To minimize disk and network I/O latency related to sparse embedding sources, you can exclude the embedding vector source from the query as follows:

  1. GET my-nlp-index/_search
  2. {
  3. "_source": {
  4. "excludes": [
  5. "passage_embedding"
  6. ]
  7. },
  8. "query": {
  9. "neural_sparse": {
  10. "passage_embedding": {
  11. "query_text": "Hi world",
  12. "model_id": "<bi-encoder or tokenizer ID>"
  13. }
  14. }
  15. }
  16. }

copy

To learn more about improving retrieval time for neural sparse search, see Accelerating neural sparse search.

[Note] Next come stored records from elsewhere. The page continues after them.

PR #11058, opened 2022-01-12
Fixed #11036 - MultiSelect | Group ignores filterBy option

### LINKED ISSUE #11036: multi select with group ignores filterBy option
```
```

**Current behavior**

When using multiselect with groups and trying to apply a filterby, the option is ignored
**Expected behavior**

filterBy should not be ignored

It should function, or documentation should mention that it is not supported

* **Angular version:** 13.X

* **PrimeNG version:**13.X

* **Browser:** all

looking at the code : https://github.com/primefaces/primeng/blob/master/src/app/components/multiselect/multiselect.ts#L1045-L1049 it seems like line 1049 should not actually be there.

cetincakiroglu:


yigitfindikli:
Merged in https://github.com/primefaces/primeng/pull/11060

Issue #11143, opened 2022-02-07
p-image does not allow src to be of type SafeUrl


ramonvanbezouw:
**I'm submitting a ...**
```
[x] bug report => Search github for a similar issue or PR before submitting
[ ] feature request => Please check if request is not on the roadmap already https://github.com/primefaces/primeng/wiki/Roadmap
[ ] support request => Please do not submit support request here, instead see http://forum.primefaces.org/viewforum.php?f=35
```

**Current behavior**
```html
<p-image [src]="sanitizer.bypassSecurityTrustUrl(base64EncodedImage)"></p-image>
```
Throws a type error `Type 'SafeUrl' is not assignable to type 'string'` due to the src Input Decorator only accepting values of type `string`.

**What is the motivation / use case for changing the behavior?**
Supporting the `SafeUrl` type would make the `p-image` component compatible with the underlying Angular `src` directive on the image element, which does support the `SafeUrl` type.

* **Angular version:** 13.1

* **PrimeNG version:** 13.1

* **Browser:** all
 
* **Language:** all

ramonvanbezouw:
PR here: #11144

PR #11144, opened 2022-02-07
fix: p-image does not allow src to be of type SafeUrl

ramonvanbezouw:
Fix for #11143


yigitfindikli:
Hi @ramonvanbezouw,

Thanks for your contribution.

PR #11208, opened 2022-02-16
Fixed #11191 - MultiSelect | overlay bug baseZIndex property is unused

### LINKED ISSUE #11191: Multiselect overlay bug - baseZIndex property is unused
```
```

**Current behavior**
It's basically the same Bug as [Dropdown overlay bug - baseZIndex property is unused in PrimeNG 12.2.0](https://github.com/primefaces/primeng/issues/10713), but for the MultiSelect component.

When you're in a modal/dialog that's above zIndex 1000, then the Multiselect overlay opens below the dialog, no matter what you set for the `baseZIndex` property, since, looking at the actual source code, it's not being used. (https://github.com/primefaces/primeng/blob/master/src/app/components/multiselect/multiselect.ts#L684)

**Expected behavior**
The Multiselect component honors the `baseZIndex` setting and therefore renders above modals/dialogs with higher zIndex values.

Have a modal with zIndex 2000 for instance and add a Multiselect with a baseZindex value that would render it above zIndex 2000.

The multiselect is unusable for containers with a high z-index since the overlay is hidden behind the container.

* **Angular version:** 13.1.0

* **PrimeNG version:** 13.1.1

* **Browser:** all
 
* **Language:** all

* **Node (for AoT issues):** `node --version` =   16.13.1

cetincakiroglu:


rinukkusu:
Duplicate PR, already open PR here: #11191

.browserslistrc
```diff
@@ -11,3 +11,7 @@ last 2 Edge major versions
 last 2 Safari major versions
 last 2 iOS major versions
 Firefox ESR
+not IE 9-10
+not IE 11
+not ios_saf 15.2-15.3
+not safari 15.2-15.3
```
rinukkusu, line 17: This has nothing to do with issue #11191 - it's probably better to separate these changes out into their own fix.

rinukkusu (changes requested):

rinukkusu:
Also what are the 4 merge commits for? A rebase would leave a cleaner commit history.

PR #11225, opened 2022-02-22
Fixed #11224 - TreeSelect | Fix path array algorithm in selection expansion

### LINKED ISSUE #11224: TreeSelect selection expands sibling nodes above the selection
```
```

**Current behavior**
When a node is selected in the TreeSelect component, and the node is not at the root of the list of components, the component will expand any siblings of the node above it. This is because while iterating through children, it appends each sibling to the `path` as it iterates through instead of creating a new array with only the current iterating item added to the path.

**Expected behavior**
Only the selected node and its parents should be expanded.

dcbroad3:
Fixes issue reported in #11224


cetincakiroglu:
Hi,

Issue #10914, opened 2021-12-02
Multiselect options missing role 'option'


v-colig:
If you have a PrimeNG PRO Support subscription please post your issue at;

https://pro.primefaces.org 

where our team will respond within 4 business hours.

If you do not have a PrimeNG PRO Support subscription, fill-in the report below. Please note that
your issue will be added to the waiting list of community issues and will be reviewed on a first-come first-serve basis, as a result, the support team is unable to guarantee a specific schedule on when it will be reviewed. Thank you for your understanding.

Current Queue Time for Review
Without PRO Support: ~8-12 weeks.
With PRO Support: 1 hour

**I'm submitting a ...**  (check one with "x")
```
[X] bug report => Search github for a similar issue or PR before submitting
[ ] feature request => Please check if request is not on the roadmap already https://github.com/primefaces/primeng/wiki/Roadmap
[ ] support request => Please do not submit support request here, instead see http://forum.primefaces.org/viewforum.php?f=35
```

**Current behavior**
Options in p-multiselect do not have 'option' role, even though parent element has role 'listbox', which requires child element to have 'option' role. This is not an issue with version of PrimeNG, as latest version examples at https://www.primefaces.org/primeng/showcase/#/multiselect have this issue.

**Expected behavior**
Each list item should have 'option' role in the multiselect component.

**What is the motivation / use case for changing the behavior?**
Need component to be compliant for accessibility. [MAS 1.3.1 - Info and Relationships](https://microsoft.sharepoint.com/:w:/r/teams/msenable/_layouts/15/WopiFrame2.aspx?sourcedoc=%7b54f28d1f-a2d1-4dcd-84e1-5c9b87e8aba4%7d)

* **Angular version:**
8.2.4

* **PrimeNG version:**
11.0.0

* **Browser:**
Microsoft Edge

yigitfindikli:
Hi @v-colig,

All accessibility issues will be fixed in 2022 Q1. We're gonna publish accessibility scores as well. Thanks for your report.

v-colig:
Can I please get an update on the status of this accessibility fix?

PR #11274, opened 2022-03-03
Update multiselect.ts

v-colig:
Need this change for accessibility compliance. Raised issue a few months ago and was informed this would be fixed in Q1 2022: https://github.com/primefaces/primeng/issues/10914

###Defect Fixes

###Feature Requests


fhljys:
This is not the right fix. It won't work.

PR #11306, opened 2022-03-15
Fix: #10630

### LINKED ISSUE #10630: Scrolling in a t-table that implements virtual scrolling and lazy loading bugs out the header of the t-table
```
```

**Plunkr Case (Bug Reports)**
https://primeng-tablevirtualscroll-demo-6scvvq.stackblitz.io 

**Current behavior**
While scrolling a basic p-table that implements virtual scrolling and lazy loading, it looks like the header doesn't stick to the top of the t-table. I did some investigating myself (in a work-related project) and think this bug is caused by the cdk-virtual-scroll.

The bug really shows itself when scrolling up and down really fast in the part of the t-table where the currently loaded rows collide with the empty (to be loaded by the lazyLoadEvent) rows, I added a screencapture of the stackblitz to make it as clear as possible.

**Expected behavior**
The header of the t-table does not move when scrolling.

I used the primeNG official demo fork to reproduce this problem, I also added some html/css and inline styling to set the height of the p-table. While running the stackblitz, scroll through the p-table and when you're about to hit a lazyLoadingEvent, start scrolling up and down really fast, the table header should start to move. Even easier to reproduce if you click in the middle of the scrollbar and then, before the records can load, start scrolling up and down really fast. Both cases were recorded in the following screencapture:
wTF3mQN34o

If I use the p-table component in my work-project, the behavior becomes much worse, to the degree where I cannot upgrade my project to version 12.1.1.

OS: Windows 10
Browser: Google Chrome
Can be reproduced in stackblitz, so all other environment information should be accessible there.

* **Angular version:**
Angular version: 12.X

* **PrimeNG version:**
PrimeNG version: 12.1.1

* **Browser:**
Chrome: Version 93.0.4577.82 (Official Build) (64-bit)
 
* **Language:** N/A

* **Node (for AoT issues):** `node --version` =   N/A

Laurent02:
###Defect Fixes
This PR will fix #10630


Laurent02:
There appeared to be an issue with the table header when virtual scrolling was enabled while scrolling horizontally due to my fix. Fixed that now as well.

Laurent02:
Fixed another issue I encountered with scroll bars. Would really like some feedback on it now because we really need this fix asap @cagataycivici @yigitfindikli  @cetincakiroglu

Laurent02:
I fixed another small issue related to the scrollbar behaviour on the cdk-virtual-scroll-viewport. See attached gif for the behaviour I fixed by adding the padding.

PrimeNG

iM4x:
You kind of reverted the component to its condition before PrimeNg v12.1, nearly the same way I expected the contributors of PrimgNg would do. Keeping the header and footer outside of CdkVirtualScrolling, as PrimeNg also did before in the TableBodyTemplate, is the correct way from my point of view. Your implementation looks good to me, well done :) Hopefully they will merge it soon.

cagataycivici:
We've decided to use our own virtual scrolling that we have in PrimeVue and PrimeReact to resolve this. CDK just doesn't work well for our cases. Target is PrimeNG 14 - Angular 14 likely to be back ported to v13 as well.

Laurent02:
> We've decided to use our own virtual scrolling that we have in PrimeVue and PrimeReact to resolve this. CDK just doesn't work well for our cases. Target is PrimeNG 14 - Angular 14 likely to be back ported to v13 as well.

That's great news, thanks guys. I agree that the main issue is with the CDK virtual scrolling and that this fix was only moving the issue from vertical to horizontal scrolling which made it less disruptive, so effectively no longer using CDK sounds great. Can't wait for the fix to arrive ;)

Issue #8217, opened 2019-10-07
Allow the ability to disable animated progress on determinate progress bars without resorting to CSS overrides


Phil-DS:
**I'm submitting a ...**  (check one with "x")
```
[ ] bug report => Search github for a similar issue or PR before submitting
[x ] feature request => Please check if request is not on the roadmap already https://github.com/primefaces/primeng/wiki/Roadmap
[ ] support request => Please do not submit support request here, instead see http://forum.primefaces.org/viewforum.php?f=35
```

**What is the motivation / use case for changing the behavior?**
In some situations, the refresh/animation rate of the progress bar is a hinderance, and the value shown is not the value on the progress bar. While slowing down the rate at updating, there are some cases where it is too fast and the progress is finished by the time the next update is to be input. If the bar can be updated automatically, without waiting for the length to change, it would be a good help.

At the moment, to disable it, you need to override the CSS to disable the ".ui-progressbar-value-animate" animations. It would be better if there was an input (Say "disableChangeAnimation") to disable the update animations, by not adding the  ".ui-progressbar-value-animate" class to the update bar. It shouldn't affect the indeterminate bar.

mertsincan:
Hi,

So sorry for the delayed response! Improvements have been made to many components recently, both in terms of performance and enhancement. Therefore, this improvement may have been developed in another issue ticket without realizing it. You can check this in the documentation. If there is no improvement on this, can you reopen the issue so we can include it in our roadmap? 
Please don't forget to add your feedback as a comment after reopening the issue. These will be taken into account by us and will contribute to the development of this feature. Thanks a lot for your understanding!

Best Regards,

PR #11327, opened 2022-03-22
Feature #8217 | Add option to disable change animation on ProgressBar Component

Fkscorpion:
Feature Request/Issue: #8217

- Adds an option to disable the change animation on the ProgressBar Component.
  -  This adds a new [ngClass] Rule to the component, wether or not to add the class "p-progressbar-value-animate"

This is especially useful when you have fast/often changing values for the progress bar, for example in "idle browsergames", that use bars to indicate progress on building production, cooldown of an attack etc.

Default behavior on fast changing values:
ProgressBar1

With [disableChangeAnimation]="true":
ProgressBar2


Fkscorpion:
@cetincakiroglu Any chance this will make it into one of the next versions?

I could really need it for some projects and don't want to work on a fork all the time :/

Fkscorpion:
@cetincakiroglu since you've assigned yourself a while ago to this I'm not giving up yet^^

Any chance, this will make it into one of your next versions?

PR #19225, opened 2025-12-17
Handle maximum height for spacer for table

jjasloot:
As described in the issue: if the spacer gets a pixel height greater than 33 or 17 million pixels the browser ignores the height style. This results in the scrollbar height just matching the loaded data, not the virtual data. 

This PR aims to mitigate this issue by making sure the height never becomes too big. However, it will result in a moving scrollbar height when the table would originally have been too big. #19226


jjasloot:
Yes it is still relevant

Issue #19227, opened 2025-12-17
v21 DynamicDialog Memory Leak


rosenthalj:
### Describe the bug

Dynamic Dialog has a memory leak.

The video listed below demonstrates the issue with Dynamic Dialog memory leak.
Video Notes:

1. At the start of the video, I hard refresh the page. This clears the page's memory
2. I go to the Dynamic Dialog Demo Page
3. I open and close the Dynamic Dialog multiple times
4. I navigate from the Dynamic Dialog page to the "about page" because "about page" is a very simple page
5. I use the Chrome Development Tool's Memory Profiler to take a snapshot of the browsers JavaScript VM memory (profiling type = detached elements)
6. Chrome has multiple detached Dynamic Dialog elements

https://github.com/user-attachments/assets/233494c7-e739-4243-a9bb-b41c52b8e70f

Examining the source code,  it appears that the memory leak is caused because the DynamicDialog component is incorrectly overriding  the ngOnDestroy method.

<img width="1910" height="860" alt="Image" src="https://github.com/user-attachments/assets/3d854d2f-f47e-42e8-90a8-252b9952fda6" />

### Pull Request Link

https://github.com/primefaces/primeng/pull/19228

### Reproducer

https://primeng.org/dynamicdialog

### Environment

n/a

### Angular version

21+

### PrimeNG version

v21

### Node version

n/a

### Browser(s)

all browsers

### Steps to reproduce the behavior

Repeat the steps in the video above

### Expected behavior

no memory leak

PR #19220, opened 2025-12-16
fix #19215, fixes v21 regression Accordion memory leak

rosenthalj:
Fix for issue #19215

This pull request fixes the PrimeNG BaseComponent's handling of listeners that had callbacks that were "bind(this)".  I believe the bind was causing some of the v21 memory leaks.  

The following video shows the Pull Request changes fixes the Memory Leak of the PrimeNG Accordion Demo. 

https://github.com/user-attachments/assets/c8f2b291-c8aa-4172-8322-06d0fdf0f6e3

~~**Note:  I retested Table and it still has problems.**~~

I retested again and it appears that this Pull Request fixes the Table problems.  The video listed below shows the Memory Leak of PrimeNG Table Demo is fixed.

https://github.com/user-attachments/assets/80b933f5-57c6-4a98-82b4-56e8938c7a70

As an additional test,  I verified that the memory leak is fixed for the PrimeNG Demo  for lots of components that I use in my own application.  The video listed below shows the Memory Leak of PrimeNG multiple demos without a memory leak.

https://github.com/user-attachments/assets/045df9b5-3b9a-4da7-8b4d-2ebfd2b3817d

Issue #19215, opened 2025-12-16
v21 Accordion Regression Memory Leak


rosenthalj:
### Describe the bug

PrimeNG v21 Accordion functionality has a regression memory leak. 
This regression was fixed in v19 (Closed Issue #18296) and was also fixed in v20(Closed Issue #18546).

The video listed below demonstrates the issue with v21 Accordion.
Video Notes:

1. At the start of the video, I hard refresh the page. This clears the page's memory
2. In the Video I navigate away from the Accordion Demo Page 3 times
-- I navigate from the Accordion page to the "about page" because 'about page' is a very simple page
3. I use the Chrome Development Tool's Memory Profiler to take a snapshot of the browsers JavaScript VM memory (profiling type = detached elements)
4. Chrome has detected 3 detached Accordion elements

https://github.com/user-attachments/assets/e456967f-bae9-4bab-838f-e07892979ac9

I "arbitrarily" tested (following similar steps) a few PrimeNG Components that I use in my application:
 1. MegaMenu, MultiSelect, Select, SelectButton did not appear to have a memory leak
 2. **Table appears to also have a memory leak**

### Pull Request Link

https://github.com/primefaces/primeng/pull/19220

### Reproducer

https://primeng.org/accordion

### Environment

N/A

### Angular version

21+

### PrimeNG version

v21

### Node version

n/a

### Browser(s)

all browsers

### Steps to reproduce the behavior

See closed Issue #18546 "Steps" on how to reproduce the bug

### Expected behavior

No memory leak.

bvx5009:
any update on this? are they going to use your PR @rosenthalj  or use another solution?

rosenthalj:
> any update on this? are they going to use your PR [@rosenthalj](https://github.com/rosenthalj) or use another solution?

@bvx5009 this bug should have been closed when issue #19250 was close

The fix is in the current version of PrimNG v21
Note: the bug was fixed with PR v21 DynamicDialog Memory Leak #19227 (which include the change in PR #19220)

I'm closing this issue

PR #19250, opened 2026-01-06
fix: memory leak in basecomponent

### LINKED ISSUE #19249: Memory Leak in BaseComponent
### Describe the bug

3 months ago, a previously fixed memory leak in the BaseComponent of all primeng controls was reintroduced.

This leads to raising memory & degraded performance over time, especially in large applications.

### Pull Request Link

https://github.com/primefaces/primeng/pull/19250

- [ ] Lack of time
- [ ] Other

### Other Reason

_No response_

### Reproducer

https://primeng.org (can be reproduced everywhere, follow repro stept)

### Environment

The (at the time of writing) latest main branch has the issue and the released v21 version aswell.
The issue was reintroduced here: https://github.com/primefaces/primeng/commit/9b5c3c72cdfe0cf0fd0d32bcc78f5042af07b6bd#diff-315219ce5e29cd6185c317544d0a096d9f46f310d322405400a1fdd72f0737f8

### Angular version

21.0.5

### PrimeNG version

v21

### Node version

_No response_

### Browser(s)

_No response_

The issue can be easily reproduced on the primeng docs page.

My repro steps:

1. serve the app locally (for unobfuscaded code)
2. open the docs at http://localhost:4200/colorpicker
3. reload the page for clean memory
4. open the dev tools
5. navigate to the memory in dev tools and force a garbage collection
6. create a heap snapshot
7. in the primeng docs navigate to the datepicker section, wait until it has loaded & then navigate back to the color picker
8. in the devtools force anther garbace collection
9. take another heap snapshot
10. compare snapshot one with two (objects allocated between snapshot 1 and snapshot 2)
11. Search for "date"

The result will show 33 retained instances of the datepicker component, including their DOM nodes.

Image

### Expected behavior

With my fix, no component instances are retained anymore:

Image

LoaderB0T:
Fixes #19249

### DIFF
--- a/packages/primeng/src/basecomponent/basecomponent.ts
+++ b/packages/primeng/src/basecomponent/basecomponent.ts
@@ -42,6 +42,8 @@ export class BaseComponent<PT = any> implements Lifecycle {
 
     private _themeScopedListener: () => void;
 
+    private _themeChangeListeners: (() => void)[] = [];
+
     /******************** Inputs ********************/
 
     /**
@@ -396,13 +398,19 @@ export class BaseComponent<PT = any> implements Lifecycle {
 
     private _themeChangeListener(callback = () => {}) {
         Base.clearLoadedStyleNames();
-        ThemeService.on('theme:change', callback.bind(this));
+        const listener = callback.bind(this);
+        ThemeService.on('theme:change', listener);
+        this._themeChangeListeners.push(listener);
     }
 
     private _removeThemeListeners() {
         ThemeService.off('theme:change', this._loadCoreStyles);
         ThemeService.off('theme:change', this._load);
         ThemeService.off('theme:change', this._themeScopedListener);
+        this._themeChangeListeners.forEach((listener) => {
+            ThemeService.off('theme:change', listener);
+        });
+        this._themeChangeListeners = [];
     }
 
     /********** Passthrough **********/


rosenthalj:
I believe PR #19220 will fix this issue

LoaderB0T:
@rosenthalj 
I tested my fix of course and yes it fixes the issue. The only event listener that is leaking is the one passed by callback. And since this method can be called many times, I just store all listeners in the array and clean all of them up when the rest is cleaned up.

The other listeners are already cleaned up correctly, as they are not some random callback coming from the outside, but are well-known. (_loadCoreStyles, _load & _themeScopedListener can be used to unregister the listener w/o any issues)

So the only real change required is the callback-based listener in the _themeChangeListener. This solves the leak.

Edit: Feel free to check out my branch and test for yourself :) I am ready to eat my words if it is still leaking.

rosenthalj:
> @rosenthalj I tested my fix of course and yes it fixes the issue. The only event listener that is leaking is the one passed by callback. And since this method can be called many times, I just store all listeners in the array and clean all of them up when the rest is cleaned up.
> 
> The other listeners are already cleaned up correctly, as they are not some random callback coming from the outside, but are well-known. (_loadCoreStyles, _load & _themeScopedListener can be used to unregister the listener w/o any issues)
> 
> So the only real change required is the callback-based listener in the _themeChangeListener. This solves the leak.
> 
> Edit: Feel free to check out my branch and test for yourself :) I am ready to eat my words if it is still leaking.

@LoaderB0T
I believe the memory leak is caused by  the following original code:

`       ThemeService.on('theme:change', callback.bind(this));`

As a result,  the original code is failing to remove the listeners which is causing the memory leak:

```
        ThemeService.off('theme:change', this._loadCoreStyles);
        ThemeService.off('theme:change', this._load);
        ThemeService.off('theme:change', this._themeScopedListener);
```

In your PR,  you store all listeners (including _loadCoreStyle,  _load, and _themeScopedListener) and then remove all the listeners.  That is why I believe your changes fixed the memory leak for your test cases.

I still stand by my code review comments.  I believe your PR can be improved.


Hopefully PrimeNG (@mertsincan, @mehmetcetin01140, @cetincakiroglu, @cagataycivici) will choose/create a solution that fixes the critical basecomponent v21 memory leak

I was surprised the following memory leak issues where not resolved in PrimeNG v21.0.3;

#19249 and #19215. - same issue
#19227

LoaderB0T:
@rosenthalj 
I retract everything I’ve said and claim the exact opposite.
You are right, I did not see that the three internal callbacks are using the same private method. I thought it was a fourth way to add a listener. With my solution, listeners would stack up when the design tokens change. With the map, they don't. I vote in favor of your solution.
Sorry for my confusion & thanks for being persistent!

rosenthalj:
> @rosenthalj I retract everything I’ve said and claim the exact opposite. You are right, I did not see that the three internal callbacks are using the same private method. I thought it was a fourth way to add a listener. With my solution, listeners would stack up when the design tokens change. With the map, they don't. I vote in favor of your solution. Sorry for my confusion & thanks for being persistent!

@LoaderBOT
The only thing I care about is fixing this memory leak (and hopefully fixing the memory leak correctly).
Thank-you for your persistence!

Issue #19196, opened 2025-12-11
DynamicDialog does not emit onClose on pressing ESC or close icon


qwadrox:
### Describe the bug

The dynamic dialog onClose event does not emit when the dialog is closed with ESC or the built-in closed icon.

### Reason for not contributing a PR

- [ ] Lack of time
- [x] Unsure how to implement the fix/feature
- [ ] Difficulty understanding the codebase
- [ ] Other

### Reproducer

https://primeng.org/dynamicdialog#example

### Environment

As the showcase app

### Angular version

21

### PrimeNG version

v21

### Steps to reproduce the behavior

https://primeng.org/dynamicdialog#example

1. open the example
2. hit the button - Select a product
3. Press ESC or the close icon
4. The toast message does not pop up 

### Expected behavior

The dynamic dialog onClose event should emit when the dialog is closed with ESC or with the built-in closed icon. The toast message should appear on ESC.

ES-Six:
Also got this since PrimeNG v20.x, still present in v21.x but not documented on the PrimeNG documentation or migration guide.

quentinFonck:
@cetincakiroglu can we also have this fix for PrimeNG v20.x ? we just upgraded to 20 and came across this issue.

PR #19209, opened 2025-12-15
fix: #19196 - Ensure onClose fires on close icon click and ESC key press

johnson-jnr:
Fixes #19196 

In `DynamicDialog`, visibleChange event handler is added, in which we call close on the dialogRef.

The fix ensures that `onClose` fires and the toast message shows up.

PR #19260, opened 2026-01-08
fix: #19196 - Ensure onClose fires on close icon click and ESC key press (v20)

danielvieira1:
Can we please create a hotfix for the v20 version regarding this fix [PR](https://github.com/primefaces/primeng/pull/19209)

Solves https://github.com/primefaces/primeng/issues/19196

In DynamicDialog, visibleChange event handler is added, in which we call close on the dialogRef.
The fix ensures that onClose fires and the toast message shows up.


gianluca-moro:
Any update on this? We are facing the same issue

danielvieira1:
I forked the project and we are now using our own version of primeNG.
they take ages to simply merge a fix for a regression they made and create a hotfix for it.

Issue #18010, opened 2025-03-31
PanelMenu: Different item is focussed when item is pressed


vdbongard:
### Describe the bug

If a PanelMenu item is actively being selected, another item in the PanelMenu group is focused as well.

### Reason for not contributing a PR

- [ ] Lack of time
- [ ] Unsure how to implement the fix/feature
- [ ] Difficulty understanding the codebase
- [ ] Other

### Reproducer

https://primeng.org/panelmenu#template

### Environment

Chrome 134, Windows 11

### Angular version

19.2.0

### PrimeNG version

v19

### Steps to reproduce the behavior

1. Go to the "Template" section of the PanelMenu docs (https://primeng.org/panelmenu#template)
2. Open the "Mail" group
3. Actively select the second entry of "Inbox" (hold the mouse down while clicking the item)
4. The first item "Compose" also gets highlighted, while pressing the second item "Inbox" 

![Image](https://github.com/user-attachments/assets/15355290-96ca-4d87-8fd0-6b8e45ebf5b7)

### Expected behavior

The first item should not get highlighted while pressing the second item.

vdbongard:
The bug still exists. The error has changed slightly. When actively selecting the second entry of "Inbox" (step 3), the last item "Trash" will get highlighted. (instead of the first item "Compose" in step 4)

<img width="612" height="463" alt="Image" src="https://github.com/user-attachments/assets/e5585daa-9b5c-4734-80cc-ee2d52e73d4e" />

bae-sh:
Same issue as #13940, but the error still continues.
When I run PanelMenu in dev mode, it works well, but in prod mode, this issue happens.
@cagataycivici Can I work on this issue?

bae-sh:
@cagataycivici I've fixed the bug and opened PR #19296. Could you please review it?

cetincakiroglu:
Hi,

This issue already fixed in here and the fix will available with upcoming release. https://github.com/primefaces/primeng/commit/2f431599c6a27d7cc382449efe8bbc2caa3d2b6f#diff-96a09a58c7c12744d56b6a66388fd0da4643399cf3739accc097bf025f616495R159

vdbongard:
I have just tested this. The bug still exists like it is described in the issue.

Environment
Chrome 134, Windows 11

PrimeNG version
v21

I created a new issue as I can't reopen this.

https://github.com/primefaces/primeng/issues/19526

PR #19296, opened 2026-01-18
fix: #18010 - Different item is focussed when item is pressed

bae-sh:
Fixed Issue #18010

## Root Cause
The issue was caused by an incorrect `data-pc-name` property value. In production mode, due to code minification, the component name gets mangled, causing isElementInPanel method to fail in finding the panel and return null. This leads to incorrect focusedItem assignment in the onFocus event handler (defaulting to this.findLastItem).

### Dev mode
Screenshot 2026-01-18 at 6 39 28 PM

### Prod mode
Screenshot 2026-01-18 at 6 40 43 PM

## Solution
Used `this['componentName']` value from basecomponent's `$name` to ensure consistent component identification across build modes.

## Alternative Approach
Another potential solution would be to disable script optimization in `apps/showcase/angular.json`, though this should be evaluated based on the performance trade-offs.

```json
...
"configurations": {
    "production": {
        "optimization": {
            "scripts": false,
            "styles": true,
            "fonts": true
        }
    }
}
...
```

### DIFF
--- a/packages/primeng/src/panelmenu/panelmenu.ts
+++ b/packages/primeng/src/panelmenu/panelmenu.ts
@@ -948,6 +948,7 @@ export class PanelMenuList extends BaseComponent {
     hostDirectives: [Bind]
 })
 export class PanelMenu extends BaseComponent<PanelMenuPassThrough> {
+    componentName = 'PanelMenu';
     /**
      * An array of menuitems.
      * @group Props


cetincakiroglu:
Hi,

This issue already fixed in here and the fix will available with upcoming release. https://github.com/primefaces/primeng/commit/2f431599c6a27d7cc382449efe8bbc2caa3d2b6f#diff-96a09a58c7c12744d56b6a66388fd0da4643399cf3739accc097bf025f616495R159

PR #19303, opened 2026-01-21
fix(listbox): aria-multiselectable always true

mrkshx:
In Listbox, aria-multiselectable was always set to true but it should be depending on "multiple"

The fix uses "multiple" to set value of aria-multiselectable attribute value.


mrkshx:
fixes #19304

You can create a search pipeline that augments neural sparse search functionality by:

  • Accelerating neural sparse search for faster retrieval.
  • Setting the default model ID on an index for easier use.

To configure the pipeline, add a neural_sparse_two_phase_processor or a neural_query_enricher processor. The following request creates a pipeline with both processors:

  1. PUT /_search/pipeline/neural_search_pipeline
  2. {
  3. "request_processors": [
  4. {
  5. "neural_sparse_two_phase_processor": {
  6. "tag": "neural-sparse",
  7. "description": "Creates a two-phase processor for neural sparse search."
  8. }
  9. },
  10. {
  11. "neural_query_enricher" : {
  12. "default_model_id": "<bi-encoder model/tokenizer ID>"
  13. }
  14. }
  15. ]
  16. }

copy

Then set the default pipeline for your index to the newly created search pipeline:

  1. PUT /my-nlp-index/_settings
  2. {
  3. "index.search.default_pipeline" : "neural_search_pipeline"
  4. }

copy

For more information about setting a default model on an index, or to learn how to set a default model on a specific field, see Setting a default model on an index or field.

Troubleshooting

This section contains information about resolving common issues encountered while running neural sparse search.

Remote connector throttling exceptions

When using connectors to call a remote service such as Amazon SageMaker, ingestion and search calls sometimes fail because of remote connector throttling exceptions.

For OpenSearch versions earlier than 2.15, a throttling exception will be returned as an error from the remote service:

  1. {
  2. "type": "status_exception",
  3. "reason": "Error from remote service: {\"message\":null}"
  4. }

To mitigate throttling exceptions, decrease the maximum number of connections specified in the max_connection setting in the connector’s client_config object. Doing so will prevent the maximum number of concurrent connections from exceeding the threshold of the remote service. You can also modify the retry settings to avoid a request spike during ingestion.